Cloud: Document BYOC custom settings

cloud/project-byoc.mdx

@@ -26,6 +26,101 @@ When you run the command `rwc byoc apply --name xxx`, it will deploy some resour
 
 Once the cluster is successfully created, you can manage it through the portal just like hosted clusters.
 
+## Configure custom settings
+
+RisingWave provides several custom settings for BYOC deployments. To enable this feature, you need to create a configuration file containing the custom settings.

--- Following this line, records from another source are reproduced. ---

PR #1320, opened 2024-05-29
Prevent the sides of a Mafs polygon from crossing

benchristel:
## Summary:
The legacy interactive graph constrained vertex movement on polygon
graphs to prevent sides from crossing. As of this commit, we now do the
same for Mafs interactive graphs.

Issue: LEMS-1896

Test plan:

Run:

```
grep -rl '"type":"polygon"' data/questions/ | xargs cat | pbcopy
```

Paste the data into `http://localhost:5173#flipbook`.

Play around with the polygons and verify that you can't make their lines
cross.

### DIFF
--- a/.changeset/eleven-ligers-accept.md
+++ b/.changeset/eleven-ligers-accept.md
@@ -1,0 +1,5 @@
+---
+"@khanacademy/perseus": minor
+---
+
+Prevent the sides of polygons on Mafs interactive graphs from crossing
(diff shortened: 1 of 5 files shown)


Myranae (approved):
Looks good! For the polygon graph types where the shape is already defined, I was not able to get it to cross itself. When it was an unlimited points/sides polygon, I was able to get the legacy version to cross itself (image below), but the mafs version wasn't available since I don't think that's set up yet. Might want to keep in mind that the legacy version in this situation does allow crossing sides and determine if that is on purpose.
image

Also, when switching to the branch and opening the flipbook with an example that defined coordinates with lines crossing, it started off with lines crossing (image below), but once the related points are moved, it doesn't cross over itself again for both legacy and mafs.
image

PR #1321, opened 2024-05-30
View a Locked Vector in Interactive Graph

mark-fitzgerald:
## Summary:
A vector is similar to a ray, but has a magnitude (limited length) and is not infinite. Like a Locked Ray, there is a need to have a Locked Vector.

Issue: LEMS-1949

## Test plan:
1. Launch Storybook (`yarn start`)
1. Navigate to Perseus => Widgets => Interactive Graph => [Locked Vector](http://localhost:6006/?path=/story/perseus-widgets-interactive-graph--locked-vector)
1. Note the two vectors on the graph (ray-like lines with a defined length)

## Example:
Screenshot 2024-05-30 at 1 40 11 PM


benchristel (approved):
Looks good! I notice that `point1` and `point2` are used in several places to refer to the endpoints of a vector. I wonder if these variables could be named something like `tail` and `tip` instead. Up to you, though!

packages/perseus/src/widgets/interactive-graphs/locked-vector.tsx
```diff
@@ -0,0 +1,24 @@
...
+    const {color, points} = props;
+    const [point1, point2] = points;
+
+    return (
+        <g className="locked-vector">
+            <Vector
+                tail={point1}
+                tip={point2}
+                color={lockedFigureColors[color]}
+            />
```
nishasy, line 19: Oh nice! I didn't realize this was going to be so easy to add.

nishasy (approved):
LGTM! Solid work! 🥳 ⬅️ ➡️

mark-fitzgerald:
> Looks good! I notice that `point1` and `point2` are used in several places to refer to the endpoints of a vector. I wonder if these variables could be named something like `tail` and `tip` instead. Up to you, though!

Good call. I changed those to be `tail` and `tip`.

PR #1322, opened 2024-05-30
Update Wonder Blocks Form version in perseus-editor package

nishasy:
## Summary:
WB Form has a new update: TextField now has `min`, `max`, and `step` props!

Updating dependencies here so they can be used in the interactive graph editor
locked features UI.

## Test plan:
- Add a random WB `<TextField>` somewhere with trivial required props.
- Give it a `type="number"`
- Use `min`, `max`, and/or `step` props
- Confirm it works!
- Change it to `type="text"`
- Confirm that typescript complains
- Delete random TextField


SonicScrewdriver (approved):
LGTM :) Thanks for the update!

PR #1323, opened 2024-05-30
[Interactive Graph Editor] Restrict the range on locked figures (arrow buttons only)

nishasy:
## Summary:
Now that `min` and `max` are available on WB TextField, let's use them
to restrict the coordinates to the graph range for locked figures. 

Here, I'm passing range down from the interactive graph editor to the
locked figure settings so that they can use the range to set `min` and
`max` on their coordinate inputs.

Note! This will stop the arrows on the input's spinbutton from going below
the min or above the max, but it will not stop a user from typing a number
out side the given range. 

^^ I'm going to add validation for typed numbers outside the range in
a follow-up PR.

## Test plan:
`yarn jest`

Manual testing
- Go to Storybook: http://localhost:6006/?path=/story/perseuseditor-editorpage--mafs-with-locked-figures
- Confirm that using the arrow buttons does not let the point or line go
  beyond the graph range.
- To go faster, hold down the arrow button instead of clicking one at
  a time.

### Point

https://github.com/Khan/perseus/assets/13231763/634fe3bd-e09b-4cc2-b46e-f95a9fa3f1a1

### Line

https://github.com/Khan/perseus/assets/13231763/5cc63ace-1b2e-4176-b5c8-d42421e83bf7


benchristel (approved):
Looks good. Does the range prop type have to be optional in all these places? It seems like the graph range should always exist.

nishasy:
@benchristel I was thinking about that... I made it optional for the reusable components so they're more flexible, but I can make it required for `LockedPointSettings`, `LockedLineSettings`, and everything further up the tree.

PR #1324, opened 2024-05-31
Use coords from props to initialize Mafs graph state

benchristel:
This fixes an bug in the exercise editor. Previously, if you loaded an
existing exercise with an interactive graph and opened the interactive graph
widget editor, the graph displayed in the widget editor would *not* reflect the
correct answer.  This was inconsistent/misleading, because content creators
specify the correct answer for graphing questions by moving the elements on the
graph to the correct position.

The way this was implemented for the legacy interactive graph widget was pretty
straightforward: when initializing graph state, we used any coordinates for
interactive elements that were provided in the props. This commit makes Mafs
graphs do the same.

Issue: https://khanacademy.atlassian.net/browse/LEMS-2021

## Test plan:

- Deploy the dev build of Perseus into a webapp ZND.
- Visit
  `https://www.khanacademy.org/devadmin/content/exercises/interactive-graph-exercise/x1454c1ae30522aff/x692a1df2f20f9a4a`
- Expand the interactive graph widget editor
- You should see a visualization of the correct answer for the graph (compare
  to the equations shown in the correct answer field).

### DIFF
--- a/.changeset/pink-weeks-cheer.md
+++ b/.changeset/pink-weeks-cheer.md
@@ -1,0 +1,5 @@
+---
+"@khanacademy/perseus": patch
+---
+
+Fix a bug where, after a page refresh, the interactive graph widget editor displayed the default interactive elements instead of the correct answer to the graph.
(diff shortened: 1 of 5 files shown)


mark-fitzgerald (approved):
Consistency - I like it!

PR #1566, opened 2024-08-27
Publish NPM snapshots for draft PRs

benchristel:
We talked about the tradeoffs in Slack: https://khanacademy.slack.com/archives/C01AZ9H8TTQ/p1724281433448859

## Test plan:

I'm opening this PR as a draft to see if the snapshot gets published.

### DIFF
--- a/.github/workflows/node-ci.yml
+++ b/.github/workflows/node-ci.yml
@@ -272,7 +272,7 @@ jobs:
         name: Publish npm snapshot
         # We don't publish snapshots on Changeset "Version Packages" PRs
         if: |
-          !startsWith(github.head_ref, 'changeset-release/')
+            !startsWith(github.head_ref, 'changeset-release/')
         runs-on: ${{ matrix.os }}
         strategy:
             matrix:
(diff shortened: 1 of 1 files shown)


.github/workflows/node-ci.yml
```diff
@@ -278,11 +278,8 @@ jobs:
 
     publish_snapshot:
         name: Publish npm snapshot
-        # We don't publish snapshots on draft PRs or
-        # on the main Changeset "Version Packages" PR
-        if: |
-            github.event.pull_request.draft == false
-            && !startsWith(github.head_ref, 'changeset-release/')
+        # We don't publish snapshots on Changeset "Version Packages" PRs
+        if: !startsWith(github.head_ref, 'changeset-release/')
```
benchristel, line 282: The snapshot build didn't get created for this PR when it was in draft state... I wonder if that's because the workflow config on `main` is always used? (that seems reasonable... otherwise it'd be a security risk for OSS projects)

jeremywiebe: I can't find the documentation for this, but I'm pretty sure you're correct. GitHub Actions use the base branch's configuration so you have to land the change before you can test/see it.

jeremywiebe (approved):

PR #1569, opened 2024-08-28
Run `sync-dependencies.ts` script

handeyeco:
## Summary:
We're running into TS issues that I think is caused by using incompatible WB/WS versions. So I ran `sync-dependencies.ts` to get us up-to-sync with Webapp.

See: https://khanacademy.slack.com/archives/C01AZ9H8TTQ/p1724797503623059


packages/math-input/package.json
```diff
@@ -56,29 +56,29 @@
...
         "perseus-build-settings": "^0.4.1",
         "prop-types": "15.6.1",
-        "react": ">= 18",
-        "react-dom": ">= 18",
-        "react-router": "^5.2.1",
-        "react-router-dom": "^5.3.0",
+        "react": "^18.2.0",
+        "react-dom": "^18.2.0",
+        "react-router": "5.3.4",
+        "react-router-dom": "5.3.4",
```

These settings can be applied when creating a new BYOC environment or updating an existing one.
+
+Below are supported custom settings:
+
+1. Container security context that applies to all RisingWave namespaces, including:
+   * `cloudagent` (hosting the agent service for Kubernetes operation delegation)
+   * `rwproxy` (hosting psql proxy for RisingWave clusters)
+   * `risingwave-operator-system` (hosting RisingWave operator managing the RisingWave cluster CRD)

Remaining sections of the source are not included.